The problem — Repeat exactly the lines of the entries below from the one with "for the tests." through the one with "warning disable CS1591", both ends included, and nothing else.
────────────────
PR #4683, opened 2025-12-04
Add peerAddress/serverAddress to ConnectFailedException etc.

bernardnormier:
This is the C# counterpart of #4680.

Like #4680, the SSL transceiver doesn't specify the address is these modified exceptions. That's for a follow-up PR.


csharp/src/Ice/Internal/UdpTransceiver.cs
```diff
@@ -356,7 +356,7 @@ public void finishRead(Buffer buf)
 
         if (ret == 0)
         {
-            throw new Ice.ConnectionLostException();
+            throw new Ice.ConnectionLostException(peerAddress: null);
```
pepone: Why null here?

pepone (approved):

externl (approved):

csharp/src/Ice/Internal/UdpTransceiver.cs
bernardnormier: Just a bug, fixed.

PR #5206, opened 2026-03-02
Add --rpc none|ice|icerpc option to slice2cs

bernardnormier:
This PR updates slice2cs to generate code for either Ice (the default) or IceRPC.

The new option is as follows:
   --rpc none: generate code IceRPC's ZeroC.Slice (no IceRpc dependency; used to build the IceRpc core assembly)
   --rpc ice: generate code for Ice (the default)
   --rpc icerpc: generate code for the IceRPC+Slice integration (depends on IceRpc.Slice)

When you specify `--rpc icerpc`, slice2cs generates two files for each Filename.ice source file: Filename.cs and Filename.IceRpc.cs; otherwise, it only generates Filename.cs.

This PR also updates the C# ZeroC.Ice.Slice.Tools with a new `Rpc` option for the SliceCompiler and SliceDepend tasks.

You would typically enable it with:
```
  <ItemDefinitionGroup>
    <SliceCompile>
      <Rpc>icerpc</Rpc>
    </SliceCompile>
  </ItemDefinitionGroup>
```

The new generated code is largely the same as the code generated by slicec-cs in Slice1 mode.

### DIFF
--- a/cpp/src/Slice/Parser.cpp
+++ b/cpp/src/Slice/Parser.cpp
@@ -2827,6 +2827,24 @@ Slice::InterfaceDef::operations() const
 }
 
 OperationList
+Slice::InterfaceDef::allOperations() const
+{
+    OperationList result = allInheritedOperations();
+
+    for (const auto& q : operations())
+    {
+        if (none_of(
+                result.begin(),
+                result.end(),
+                [name = q->name()](const auto& other) { return other->name() == name; }))
+        {
+            result.push_back(q);
+        }
+    }
+    return result;
+}
+
+OperationList
 Slice::InterfaceDef::allInheritedOperations() const
 {
     OperationList result;
@@ -2841,24 +2859,6 @@ Slice::InterfaceDef::allInheritedOperations() const
             {
                 result.push_back(q);
             }
-        }
-    }
-    return result;
-}
-
-OperationList
-Slice::InterfaceDef::allOperations() const
-{
-    OperationList result = allInheritedOperations();
-
-    for (const auto& q : operations())
-    {
-        if (none_of(
-                result.begin(),
-                result.end(),
-                [name = q->name()](const auto& other) { return other->name() == name; }))
-        {
-            result.push_back(q);
         }
     }
     return result;
--- a/cpp/src/Slice/Parser.cpp
+++ b/cpp/src/Slice/Parser.cpp
@@ -2738,8 +2738,9 @@ Slice::InterfaceDef::createOperation(
                 break;
             }
         }
-        // Check the operations of the Object pseudo-interface.
-        if (!checkBaseOperationNames(name, {"ice_id", "ice_ids", "ice_ping", "ice_isA"}))
+
+        // Check the operations of the Object pseudo-interface unless we're generating code for Object itself.
+        if (scoped() != "::Ice::Object" && !checkBaseOperationNames(name, {"ice_id", "ice_ids", "ice_ping", "ice_isA"}))
         {
             hasConflictingIdentifier = true;
         }
@@ -2826,7 +2827,7 @@ Slice::InterfaceDef::operations() const
 }
 
 OperationList
-Slice::InterfaceDef::allOperations() const
+Slice::InterfaceDef::allInheritedOperations() const
 {
     OperationList result;
     for (const auto& p : _bases)
@@ -2842,6 +2843,13 @@ Slice::InterfaceDef::allOperations() const
             }
         }
     }
+    return result;
+}
+
+OperationList
+Slice::InterfaceDef::allOperations() const
+{
+    OperationList result = allInheritedOperations();
 
     for (const auto& q : operations())
     {
--- a/cpp/src/slice2cs/CsUtil.cpp
+++ b/cpp/src/slice2cs/CsUtil.cpp
@@ -34,12 +34,12 @@ Slice::Csharp::getNamespace(const ContainedPtr& p)
 }
 
 string
-Slice::Csharp::getUnqualified(const ContainedPtr& p, const string& ns, const string& prefix)
+Slice::Csharp::getUnqualified(const ContainedPtr& p, const string& ns, const string& prefix, const string& suffix)
 {
     string name = p->mappedName();
-    if (!prefix.empty())
+    if (!prefix.empty() || !suffix.empty())
     {
-        name = prefix + removeEscapePrefix(name);
+        name = prefix + removeEscapePrefix(name) + suffix;
     }
 
     // If contained is an operation, a field, or an enumerator, we use the enclosing type.
@@ -119,5 +119,84 @@ Slice::Csharp::writeDocLines(
             out << line;
         }
         out << "</" << closeTag.value_or(openTag) << ">";
+    }
+}
+
+Slice::Csharp::CsharpDocCommentFormatter::CsharpDocCommentFormatter(
+    function<pair<bool, string>(const string&, const ContainedPtr&, const SyntaxTreeBasePtr&)> linkFormatter)
+    : _linkFormatter(std::move(linkFormatter))
+{
+}
+
+void
+Slice::Csharp::CsharpDocCommentFormatter::preprocess(StringList& rawComment)
+{
+    for (auto& line : rawComment)
+    {
+        // Escape any XML special characters in the comment.
+        string::size_type pos = 0;
+        while ((pos = line.find_first_of("&<>", pos)) != string::npos)
+        {
+            switch (line[pos])
+            {
+                case '&':
+                    line.replace(pos, 1, "&amp;");
+                    break;
+                case '<':
+                    line.replace(pos, 1, "&lt;");
+                    break;
+                case '>':
+                    line.replace(pos, 1, "&gt;");
+                    break;
+            }
+            // Skip over the leading '&' character to avoid 'find'ing it again.
+            pos += 1;
+        }
+    }
+}
+
+string
+Slice::Csharp::CsharpDocCommentFormatter::formatCode(const string& rawText)
+{
+    return "<c>" + rawText + "</c>";
+}
+
+string
+Slice::Csharp::CsharpDocCommentFormatter::formatParamRef(const string& param)
+{
+    return "<paramref name=\"" + param + "\" />";
+}
+
+string
+Slice::Csharp::CsharpDocCommentFormatter::formatLink(
+    const string& rawLink,
+    const ContainedPtr& source,
+    const SyntaxTreeBasePtr& target)
+{
+    auto [mapToLink, qualifiedName] = _linkFormatter(rawLink, source, target);
+    if (mapToLink)
+    {
+        return "<see " + qualifiedName + " />";
+    }
+    else
+    {
+        return "<c>" + qualifiedName + "</c>";
+    }
+}
+
+string
+Slice::Csharp::CsharpDocCommentFormatter::formatSeeAlso(
+    const string& rawLink,
+    const ContainedPtr& source,
+    const SyntaxTreeBasePtr& target)
+{
+    auto [mapToLink, qualifiedName] = _linkFormatter(rawLink, source, target);
+    if (mapToLink)
+    {
+        return "<seealso " + qualifiedName + " />";
+    }
+    else
+    {
+        return "";
     }
 }
--- a/cpp/src/slice2cs/Gen.cpp
+++ b/cpp/src/slice2cs/Gen.cpp
@@ -63,6 +63,7 @@ Slice::Gen::Gen(const string& base, const string& dir, GenMode genMode, bool ena
 
     if (_genMode == GenMode::Ice)
     {
+        _out << sp;
         _out << nl << "[assembly:Ice.Slice(\"" << fileBase << ".ice\")]";
     }
     else
@@ -78,7 +79,6 @@ Slice::Gen::Gen(const string& base, const string& dir, GenMode genMode, bool ena
             _iceRpcOut << nl << "using ZeroC.Slice;";
             _iceRpcOut << nl << "using IceRpc.Slice;";
             _iceRpcOut << sp;
-            _iceRpcOut << nl << "[assembly:Slice(\"" << fileBase << ".ice\")]";
         }
     }
 }
--- a/cpp/src/slice2cs/Gen.cpp
+++ b/cpp/src/slice2cs/Gen.cpp
@@ -7,6 +7,7 @@
 #include "CsMetadataValidator.h"
 #include "CsUtil.h"
 #include "Ice/StringUtil.h"
+#include "IceRpcVisitors.h"
 #include "IceVisitors.h"
 
 using namespace std;
@@ -14,7 +15,9 @@ using namespace Slice;
 using namespace Slice::Csharp;
 using namespace IceInternal;
 
-Slice::Gen::Gen(const string& base, const string& dir, bool enableAnalysis) : _enableAnalysis(enableAnalysis)
+Slice::Gen::Gen(const string& base, const string& dir, GenMode genMode, bool enableAnalysis)
+    : _genMode(genMode),
+      _enableAnalysis(enableAnalysis)
 {
     string fileBase = base;
     string::size_type pos = base.find_last_of("/\\");
@@ -23,9 +26,12 @@ Slice::Gen::Gen(const string& base, const string& dir, bool enableAnalysis) : _e
         fileBase = base.substr(pos + 1);
     }
     string file = fileBase + ".cs";
+    string iceRpcFile = fileBase + ".IceRpc.cs";
+
     if (!dir.empty())
     {
         file = dir + '/' + file;
+        iceRpcFile = dir + '/' + iceRpcFile;
     }
 
     _out.open(file.c_str());
@@ -36,49 +42,58 @@ Slice::Gen::Gen(const string& base, const string& dir, bool enableAnalysis) : _e
         throw FileException(os.str());
     }
     FileTracker::instance()->addFile(file);
-    printHeader();
 
-    if (!_enableAnalysis)
+    if (_genMode == GenMode::IceRpc)
     {
-        printGeneratedHeader(_out, fileBase + ".ice");
+        _iceRpcOut.open(iceRpcFile.c_str());
+        if (!_iceRpcOut)
+        {
+            ostringstream os;
+            os << "cannot open '" << iceRpcFile << "': " << IceInternal::errorToString(errno);
+            throw FileException(os.str());
+        }
+        FileTracker::instance()->addFile(iceRpcFile);
     }
 
-    _out << sp;
-    _out << nl << "#nullable enable";
-    _out << sp;
-    _out << nl << "[assembly:Ice.Slice(\"" << fileBase << ".ice\")]";
-
-    _out << sp;
-
-    if (_enableAnalysis)
+    printHeader(_out, fileBase + ".ice", _enableAnalysis);
+    if (_genMode == GenMode::IceRpc)
     {
-        // Disable some warnings when auto-generated is removed from the header. See printGeneratedHeader above.
-        _out << nl << "#pragma warning disable SA1403 // File may only contain a single namespace";
-        _out << nl << "#pragma warning disable SA1611 // The documentation for parameter x is missing";
-
-        _out << nl << "#pragma warning disable CA1041 // Provide a message for the ObsoleteAttribute that marks ...";
-        _out << nl << "#pragma warning disable CA1068 // Cancellation token as last parameter";
-        _out << nl << "#pragma warning disable CA1725 // Change parameter name istr_ to istr in order to match ...";
-
-        // Missing doc - only necessary for the tests.
-        _out << nl << "#pragma warning disable SA1602";
-        _out << nl << "#pragma warning disable SA1604";
-        _out << nl << "#pragma warning disable SA1605";
+        printHeader(_iceRpcOut, fileBase + ".ice", _enableAnalysis);
     }
 
-    _out << nl << "#pragma warning disable CS1591 // Missing XML Comment";
-    _out << nl << "#pragma warning disable CS1573 // Parameter has no matching param tag in the XML comment";
-    _out << nl << "#pragma warning disable CS0612 // Type or member is obsolete";
-    _out << nl << "#pragma warning disable CS0618 // Type or member is obsolete";
-    _out << nl << "#pragma warning disable CS0619 // Type or member is obsolete";
+    if (_genMode == GenMode::Ice)
+    {
+        _out << nl << "[assembly:Ice.Slice(\"" << fileBase << ".ice\")]";
+    }
+    else
+    {
+        _out << sp;
+        _out << nl << "using ZeroC.Slice;";
+        _out << sp;
+        _out << nl << "[assembly:Slice(\"" << fileBase << ".ice\")]";
+
+        if (_genMode == GenMode::IceRpc)
+        {
+            _iceRpcOut << sp;
+            _iceRpcOut << nl << "using ZeroC.Slice;";
+            _iceRpcOut << nl << "using IceRpc.Slice;";
+            _iceRpcOut << sp;
+            _iceRpcOut << nl << "[assembly:Slice(\"" << fileBase << ".ice\")]";
+        }
+    }
 }
 
 Slice::Gen::~Gen()
 {
     if (_out.isOpen())
     {
-        _out << '\n';
+        _out << nl;
         _out.close();
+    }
PR #5220, opened 2026-03-03
Fix exception message when batch count is negative (#5159)

pepone:
backport from 578beb7513


InsertCreativityHere (approved):
Looks good to me!

Here, this isn't 'a bug' since we don't print out the bad value like we did on 3.8.
But, it's still useless to set, since we never touch this out parameter after throwing.

externl (approved):
There's no message here in 3.7. So the title is not quite accurate. This is really just some cleanup.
────────────────
Answer to the problem —
-        // Missing doc - only necessary for the tests.
-        _out << nl << "#pragma warning disable SA1602";
-        _out << nl << "#pragma warning disable SA1604";
-        _out << nl << "#pragma warning disable SA1605";
+        printHeader(_iceRpcOut, fileBase + ".ice", _enableAnalysis);
     }
 
-    _out << nl << "#pragma warning disable CS1591 // Missing XML Comment";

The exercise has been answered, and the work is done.